An die Stelle der „Ghia“-Modelle tritt ab 2015 der Vignale. Das neue Spitzenmodell weist neben einer geänderten Frontschürze zahlreiche Chromelemente auf, die den Wagen optisch von den „Titanium“- und „Trend“-Versionen abheben. Zu den wichtigsten Ausstattungsmerkmalen zählen ein Spurhalteassistent, beheizbare Sportsitze, 17-Zoll-Räder, eine Verkehrsschilder-Erkennung und das Mutimediasystem SYNC 2 mit 8-Zoll-Touchscreen. Zudem bietet Ford einen Concierge-Service an, der sich um Wartung und Pflege der Fahrzeuge kümmert.


 

MyFord Touch


Das Konnektivitäts- und Entertainmentsystem „MyFord Touch“ (MFT) ist eine Weiterentwicklung des „Ford Sync“. Die enthaltene Technologie basiert auf der Software-Plattform Microsoft Auto 4.0. Vorgestellt wurde das System auf der Consumer Electronics Show (CES) 2010 im amerikanischen Las Vegas. Der 2011er Ford Edge war das erste Fahrzeug, das serienmäßig mit dem MyFord Touch ausgestattet wurde.

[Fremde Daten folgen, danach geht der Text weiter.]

PR #57, opened 2019-04-23
Fix timeouts API

### LINKED ISSUE #56: New Timeout API doesn't work
The timeouts which are added into `org.wso2.lsp4intellij.requests.Timeout#setTimeouts` doesn't reload the constants in the class. For example this cause the LanguageServerWrapper to use the old INIT timeout which it was initialized at the class loading time. 

IMO we should have the timeouts in the map than in constants, and read timeout through a getter method which will return the overridden one if exist or otherwise the default one.

https://github.com/ballerina-platform/lsp4intellij/blob/fab02d60fa8a7f26540e5bf47152ec81b1f7238d/src/main/java/org/wso2/lsp4intellij/client/languageserver/wrapper/LanguageServerWrapper.java#L201

NipunaRanasinghe:
## Purpose
Fixes #56 and adds minor refactoring.

### DIFF
--- a/src/main/java/org/wso2/lsp4intellij/requests/Timeout.java
+++ b/src/main/java/org/wso2/lsp4intellij/requests/Timeout.java
@@ -39,7 +39,6 @@ public class Timeout {
     }
 
     public static void setTimeouts(Map<Timeouts, Integer> loaded) {
-        timeouts = loaded;
+        loaded.forEach((t, v) -> timeouts.replace(t, v));
     }
-
 }
--- a/src/main/java/org/wso2/lsp4intellij/requests/Timeout.java
+++ b/src/main/java/org/wso2/lsp4intellij/requests/Timeout.java
@@ -19,21 +19,6 @@ import java.util.Arrays;
 import java.util.Map;
 import java.util.concurrent.ConcurrentHashMap;
 
-import static org.wso2.lsp4intellij.requests.Timeouts.CODEACTION;
-import static org.wso2.lsp4intellij.requests.Timeouts.CODELENS;
-import static org.wso2.lsp4intellij.requests.Timeouts.COMPLETION;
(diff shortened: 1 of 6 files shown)


src/main/java/org/wso2/lsp4intellij/requests/Timeout.java
```diff
@@ -45,33 +30,9 @@
...
-
-    public static int SIGNATURE_TIMEOUT = timeouts.get(SIGNATURE);
-
-    public static int SHUTDOWN_TIMEOUT = timeouts.get(SHUTDOWN);
-
-    public static int SYMBOLS_TIMEOUT = timeouts.get(SYMBOLS);
-
-    public static int WILLSAVE_TIMEOUT = timeouts.get(WILLSAVE);
+    public static int getTimeout(Timeouts type) {
+        return timeouts.get(type);
```
gayanper: @NipunaRanasinghe seems like there is a issue still with the timeout API, for example if the consumer tries to override a timeout value by calling the plugins client `setTimeout(Timeouts, int)` API, then we will loose all the default timeout values. So shouldn't we try to put the timeout values to existing map when we call set `setTimeout(Timeouts, int)` ?

NipunaRanasinghe: @gayanper Fixed :) Could you please recheck now?

gayanper: Sure i will try in few hours time and update the issue.

gayanper: @NipunaRanasinghe its working

gayanper:
@NipunaRanasinghe shall we merge this to master ?

NipunaRanasinghe:
@gayanper  I'm waiting for @rasika to approve since PRs are not merge-able without at least one committer approval. :(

Zentrale Merkmale des MFT sind die Sprachsteuerungsfunktion, ein Verkehrswarnsystem, die Integration von mobilen Endgeräten sowie ein kartenbasierter Navigator. Die Eingaben erfolgen entweder über einen Touchscreen oder das Lenkrad. Der Fahrer kann sich eingehende Textnachrichten laut vorlesen lassen, ohne die Hände vom Steuer zu nehmen.

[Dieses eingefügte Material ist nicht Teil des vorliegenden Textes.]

PR #63, opened 2019-04-26
Fix completion insertion and caret positioning

gayanper:
When creating lookup item we need to provide the lookup object and then
set the lookup string.
When processing text edit the replace must be perform if the range length
is not equal to newText length.

### DIFF
--- a/src/main/java/org/wso2/lsp4intellij/editor/EditorEventManager.java
+++ b/src/main/java/org/wso2/lsp4intellij/editor/EditorEventManager.java
@@ -807,9 +807,9 @@ public class EditorEventManager {
         LookupElementBuilder lookupElementBuilder;
 
         if (insertText != null && !insertText.equals("")) {
-            lookupElementBuilder = LookupElementBuilder.create(insertText);
+            lookupElementBuilder = LookupElementBuilder.create(insertText, "");
         } else if (label != null && !label.equals("")) {
-            lookupElementBuilder = LookupElementBuilder.create(label);
+            lookupElementBuilder = LookupElementBuilder.create(label, "");
         } else {
             return LookupElementBuilder.create((String) null);
         }
@@ -837,7 +837,8 @@ public class EditorEventManager {
         }
 
         return lookupElementBuilder.withPresentableText(presentableText).withTypeText(tailText, true).withIcon(icon)
-                .withAutoCompletionPolicy(AutoCompletionPolicy.SETTINGS_DEPENDENT);
+            .withLookupString(presentableText)
+            .withAutoCompletionPolicy(AutoCompletionPolicy.SETTINGS_DEPENDENT);
     }
 
     /**
@@ -964,7 +965,7 @@ public class EditorEventManager {
                     } else {
                         text = text.replace(DocumentUtils.WIN_SEPARATOR, DocumentUtils.LINUX_SEPARATOR);
                         if (end >= 0) {
-                            if (end - start <= 0) {
+                            if (end - start <= 0 || end - start != text.length()) {
                                 document.insertString(start, text);
                             } else {
                                 document.replaceString(start, end, text);
@@ -974,6 +975,7 @@ public class EditorEventManager {
                         } else if (start > 0) {
                             document.insertString(start, text);
                         }
+                        editor.getCaretModel().moveToOffset(start + text.length());
                     }
                     saveDocument();
                 });
--- a/src/main/java/org/wso2/lsp4intellij/editor/EditorEventManager.java
+++ b/src/main/java/org/wso2/lsp4intellij/editor/EditorEventManager.java
@@ -15,27 +15,6 @@
  */
 package org.wso2.lsp4intellij.editor;
 
-import static org.wso2.lsp4intellij.editor.EditorEventManagerBase.HOVER_TIME_THRES;
-import static org.wso2.lsp4intellij.editor.EditorEventManagerBase.POPUP_THRES;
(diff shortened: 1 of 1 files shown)


src/main/java/org/wso2/lsp4intellij/editor/EditorEventManager.java
```diff
@@ -965,7 +968,7 @@ public Runnable getEditsRunnable(int version, Iterable<TextEdit> edits, String n
                     } else {
                         text = text.replace(DocumentUtils.WIN_SEPARATOR, DocumentUtils.LINUX_SEPARATOR);
                         if (end >= 0) {
-                            if (end - start <= 0 || end - start != text.length()) {
```
NipunaRanasinghe: @gayanper I guess `&&` should be used instead of the `ll`. Am I missing something?

gayanper: @NipunaRanasinghe this is to handle the following situations
- The first condition handles a true insertion where the start and end is 0 or if the start is greater than end
- The second condition is to handle the scenario where lookupstring and actual lookup object is different. That is the editText contains text which might have parenthesis and brackets, but the lookup string wont have that.

But i think i need to check on this one more time according to the new contract you mentioned in the comment on the issue. I will check this tonight and see if we can get rid of this second condition.

NipunaRanasinghe: @gayanper Yeah its better if we can validate whether we need this rule, as when testing your fix with BAL LS, few false insertions were occurred due to the new rule :/

gayanper: @NipunaRanasinghe i think in my latest commit i have removed the second condition :)

NipunaRanasinghe: @gayanper My Bad :( Didn't notice it

src/main/java/org/wso2/lsp4intellij/editor/EditorEventManager.java
```diff
@@ -806,10 +807,12 @@ private LookupElement createLookupItem(CompletionItem item) {
         Icon icon = iconProvider.getCompletionIcon(kind);
         LookupElementBuilder lookupElementBuilder;
 
-        if (insertText != null && !insertText.equals("")) {
-            lookupElementBuilder = LookupElementBuilder.create(insertText);
-        } else if (label != null && !label.equals("")) {
-            lookupElementBuilder = LookupElementBuilder.create(label);
+        if (!Strings.isNullOrEmpty(label)) {
+            lookupElementBuilder = LookupElementBuilder.create(label, "");
```
NipunaRanasinghe: Do we have any specific reason to pass "" as the lookup element string?

gayanper: Well i think for label scenario it might not, but for EditText scenario it does create the LookupItem with the lookup item instead of the lookup string, we want to lookup string to be presentation string since thats what is used for matching the items for text at caret.

In STS4 we have EditText as ${xxx.yyy} where the presentation string becomes xxx.yyyy. I couldn't find any other way to get this working correctly. This is something i found in the original work of this plugin ;)

NipunaRanasinghe: Oh I see :) I'll check again with ballerina LS with your latest commit and merge.

gayanper: @NipunaRanasinghe did you test the latest commit with BAL LS ?

NipunaRanasinghe: @gayanper Unfortunately this still breaks the Ballerina LS completions. :/ I debugged and observed that,
- We need to set the text which should be inserted, as the lookup string.
- `withLookupString()` method seems to be not working somehow. (might be a bug)

So I'll add a fix and push to your fork branch, which will solve your text edit issue hopefully.So could you please check and verify if your issue is fixed with my changes? :)

gayanper:
@NipunaRanasinghe sure i will test the changes tonight and let you know the results.

NipunaRanasinghe:
@gayanper Just let me know after testing the latest changes with your plugin :)

gayanper:
Update the topic branch with master and added a fix for sts4 support since sts4 uses textEdits. I think we should not pass the textEdit to setInsertHandler when we use the textEdit to create the completion item. Please test my change with BAL LS @NipunaRanasinghe

src/main/java/org/wso2/lsp4intellij/editor/EditorEventManager.java
```diff
@@ -834,10 +832,9 @@ private LookupElement createLookupItem(CompletionItem item) {
 
         if (textEdit != null) {
             if (addTextEdits != null) {
-                addTextEdits.add(textEdit);
                 lookupElementBuilder = setInsertHandler(lookupElementBuilder, addTextEdits, command, label);
             } else {
-                lookupElementBuilder = setInsertHandler(lookupElementBuilder, Collections.singletonList(textEdit),
+                lookupElementBuilder = setInsertHandler(lookupElementBuilder, Collections.emptyList(),
```
NipunaRanasinghe: Shall we remove the else block here since we are creating a empty insert handler? :)

gayanper: Removed :+1:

Auf die Funktionen „Vehicle Health Report“ und „911 Assist“, die in der nordamerikanischen Version des MyFord Touch enthalten sind, müssen europäische Käufer vorerst verzichten. In den USA und Kanada können die Nutzer einen detaillierten Zustandsbericht abrufen und im gleichen Zug einen Werkstatttermin vereinbaren. Der Notrufassistent verbindet die Insassen des Fahrzeugs mit der zuständigen Einsatzzentrale. Können die Reisenden aufgrund von Verletzungen nicht sprechen, setzt das System automatisch einen Textnotruf ab.

Ausblick


Für das Jahr 2015 kündigt Ford auf seiner Webseite die europaweite Einführung des Mustang an. Der Sportwagen-Klassiker soll ein dynamisches Fahrerlebnis bieten. Als Antriebsaggregate werden ein 2,3-Liter-EcoBoost und der aus den US-Fahrzeugen bekannte 5-Liter-V8-Motor dienen. Erste Bilder des Cockpits lassen auf eine ausgewogene Balance zwischen digitalen und analogen Instrumenten schließen.

Es ist außerdem zu erwarten, dass Ford den Funktionsumfang des MyFord Touch-Systems erweitern wird, um nicht den Anschluss an die Mitbewerber zu verlieren. Als Vorbild dient unter anderem der Daten- und Konnektivitätsdienst „Connect Me“ von Mercedes, der in der neuen C-Klasse zum Einsatz kommt. Neben einem Notrufsystem ist im „Connect Me“-Paket auch ein Wartungsmanager enthalten, der regelmäßig eine Analyse der Verschleißteile vornimmt.